By Shannon Schwoeble, CPS 29 Aug, 2024
I was devastated when I heard that another close friend I'd made in treatment was gone. Seven friends in my first six months—two had come into treatment, left, and passed away while I was still there. In the years that followed, many others who had walked this path alongside me were lost as well. Nine in my first year of recovery. I found myself asking, "Why am I still here? Why didn’t they ‘get it’?"  Survivor’s guilt was not something I expected to experience in recovery. It hit me hard and fast when I began my journey in 2011. I was terrified. I would sit and think about friends I had just seen or spoken to—did they seem different?

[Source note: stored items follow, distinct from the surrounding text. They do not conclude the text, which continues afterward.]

PR #1602, opened 2024-11-28
refactor: adapt to `cut.prob`'s new handling of NULL in the C core

### LINKED ISSUE #1570: Change default value `cut.prob` to `NULL` in motif finding functions

maelle:
Simpler default for the R interface

Fix #1570 
Fix #1574

How to handle tests?


maelle:
@szhorvat for tests, is the idea simply to

- use a fixed random seed for each of the tests that's currently failing
- record the results as the new truth?

szhorvat:
> * use a fixed random seed for each of the tests that's currently failing
> 
> * record the results as the new truth?

This would make the tests more robust to changes of the sort we made. I think it's a good approach.

maelle:
@szhorvat in that case, this is now ready for review. There were actually already fixed seeds.

szhorvat:
I'm very tired, so expect some stupid comments from me, but I'll try to do a basic review.

R/motifs.R
```diff
@@ -125,10 +126,12 @@ dyad.census <- function(graph) { # nocov start
...
 #' sample_motifs(g, 3)
-motifs <- function(graph, size = 3, cut.prob = rep(0, size)) {
+motifs <- function(graph, size = 3, cut.prob = NULL) {
   ensure_igraph(graph)
-  cut.prob <- as.numeric(cut.prob)
-  if (length(cut.prob) != size) {
+
+  if (!is.null(cut.prob)) cut.prob <- as.numeric(cut.prob)
+
+  if (!is.null(cut.prob) && length(cut.prob) != size) {
```
szhorvat, line 134: Please help me understand the code below. Is it repeating the last entry to fill up the vector until it reaches `size`?

What if it is longer than `size`? That should be an error (and I think the C core will take care of that, but I'd need to check).

szhorvat: This just errors:

```r
motifs(make_ring(10), cut.prob=0.1)
Error in motifs(make_ring(10), cut.prob = 0.1) : 
  At vendor/cigraph/src/misc/motifs.c:156 : Cut probability vector size (0) must agree with motif size (3). Invalid value
```

Why does it not trigger the `length(cut.prob) != size` code path?

I think I'm just too tired for this right now :(

R/motifs.R
```diff
@@ -39,7 +39,7 @@ graph.motifs.no <- function(graph, size = 3, cut.prob = rep(0, size)) { # nocov
 #' @inheritParams sample_motifs
 #' @keywords internal
 #' @export
-graph.motifs.est <- function(graph, size = 3, cut.prob = rep(0, size), sample.size = vcount(graph) / 10, sample = NULL) { # nocov start
+graph.motifs.est <- function(graph, size = 3, cut.prob = NULL, sample.size = vcount(graph) / 10, sample = NULL) { # nocov start
```
szhorvat, line 42: I think `sample.size` should default to `NULL` in this deprecated function as well, to match `sample_motifs`.

Do what you think is best, just drawing attention to this.

R/motifs.R
szhorvat: This code path _is_ triggered, but it produces an incorrect vector.

I know this is not your code, but can you fix it @maelle ?

My recommendation is:

 1. Either go with what this code seems to intend, i.e. repeat the last element as many times as necessary to reach `size`.
 2. Or keep things simple and not repeat anything _except_ a scalar. A scalar should be treated as a vector of identical elements of length `size`.

No preference as to which from my size (maybe 1 is a tiny bit nicer, but also overly complicated?)

Whatever you choose, can you document it? Also, can you make sure it's implemented in _all_ motif functions, not just this one?

szhorvat:
> * use a fixed random seed for each of the tests that's currently failing

I meant, the only way this issue could have been avoided is if a seed is set _before every call_ to motif functions. We have the unusual situation here where an internal change did not affect the output, but it did affect how the function propagates the random state.

Actually setting the seed before every call is overkill, and I do NOT recommend it. It's good as it is IMO.

szhorvat:
I looked at the changes in this PR and I think they're good. Thank you @maelle !

R/motifs.R
maelle: So do you mean

- error if `cut.prob` is not of length either 1 or the same as size?
- if it is of length 1, repeat it size times?

szhorvat: That is option 2.

Let me give examples for option 1 and option 2, assuming `size == 4`.

Option 1:

Input: `0.3`, interpreted as `0.3 0.3 0.3 0.3`

Input: `0.3 0.4`, interpreted as `0.3 0.4 0.4 0.4`

Input: `0.1 0.2 0.3 0.4 0.5` (longer than size 4), should trigger an error, which can be achieved by passing to the C core as-is

So, repeat the last entry to fill to size.

Option 2:

Input: `0.3`, interpreted as `0.3 0.3 0.3 0.3`

Input: `0.3 0.4`, passed to the C core as-is, which will trigger an error.

maelle: @krlmlr any opinion here?

krlmlr:
Checks fail: Codoc mismatches.

https://github.com/igraph/rigraph/actions/runs/12687999617/job/35363595837?pr=1602#step:17:240

R/motifs.R
krlmlr: This whole block just looks wrong, can we get rid of it and replace it with an error?

R/motifs.R
```diff
@@ -224,8 +231,10 @@ sample_motifs <- function(
   sample = NULL
 ) {
   ensure_igraph(graph)
-  cut.prob <- as.numeric(cut.prob)
-  if (length(cut.prob) != size) {
+
+  if (!is.null(cut.prob)) cut.prob <- as.numeric(cut.prob)
+
+  if (!is.null(cut.prob) && length(cut.prob) != size) {
```
krlmlr, line 237: Same here.

R/motifs.R
krlmlr: I propose to leave deprecated functions unchanged.

krlmlr (commented):
Do we need/want a test for the deprecated functions?

maelle:
@schochastics are you surprised that I needed to tweak expectations?

schochastics:
> @schochastics are you surprised that I needed to tweak expectations?

Yes, but it is probably due to changes in the source code? I will have a look

schochastics:
@maelle I am still confused but given that the cut off introduces non-determinism, I assume that the changes in the source code just randomly lead to a different result with the same seed. There is certainly a computer sciency explanation, but I think this intuition should suffice to trust the change in snapshot :D

szhorvat:
> I assume that the changes in the source code just randomly lead to a different result with the same seed.

Yes, that happened, it is expected.

maelle:
Thanks both! Ok to merge?

szhorvat:
@krlmlr Should we have this merged before revdepchecks?

R/motifs.R
krlmlr: Should we leave deprecated functions unchanged?

R/motifs.R
```diff
@@ -53,7 +54,7 @@ graph.motifs.est <- function(graph, size = 3, cut.prob = rep(0, size), sample.si
 #' @inheritParams motifs
 #' @keywords internal
 #' @export
-graph.motifs <- function(graph, size = 3, cut.prob = rep(0, size)) { # nocov start
+graph.motifs <- function(graph, size = 3, cut.prob = NULL) { # nocov start
```
krlmlr, line 57: Same here?

R/motifs.R
krlmlr: Still valid.

krlmlr (commented):
@maelle: Would you like to take another stab?

maelle:
@krlmlr the error had been added for all occurrences of `if (!is.null(cut.prob) && length(cut.prob) != size) {`

R/motifs.R
maelle: we did replace the block with an error

R/motifs.R
maelle: we also added an error here

krlmlr (approved):
Thanks, please resolve conflicts and merge.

Did they sound off? I was so scared of who I would lose next. Through my work with a therapist and finding my own voice, I learned to transform my survivor's guilt into hope. I realized that by using my voice, sharing my story, saying their names, and talking about the profound impact each of them had on me—in life and in death—I could help others understand that recovery is possible. Perhaps, something I share will give someone struggling a glimmer of hope that they, too, can find recovery. On Overdose Awareness Day, August 31, we remember and honor those we've lost to this devastating disease. In loving memory of Ben, Pat, Krista, Harry, Christina, Brook, Dustin, Jeff, Jamie, and everyone we have lost—you are remembered and loved, today and every day.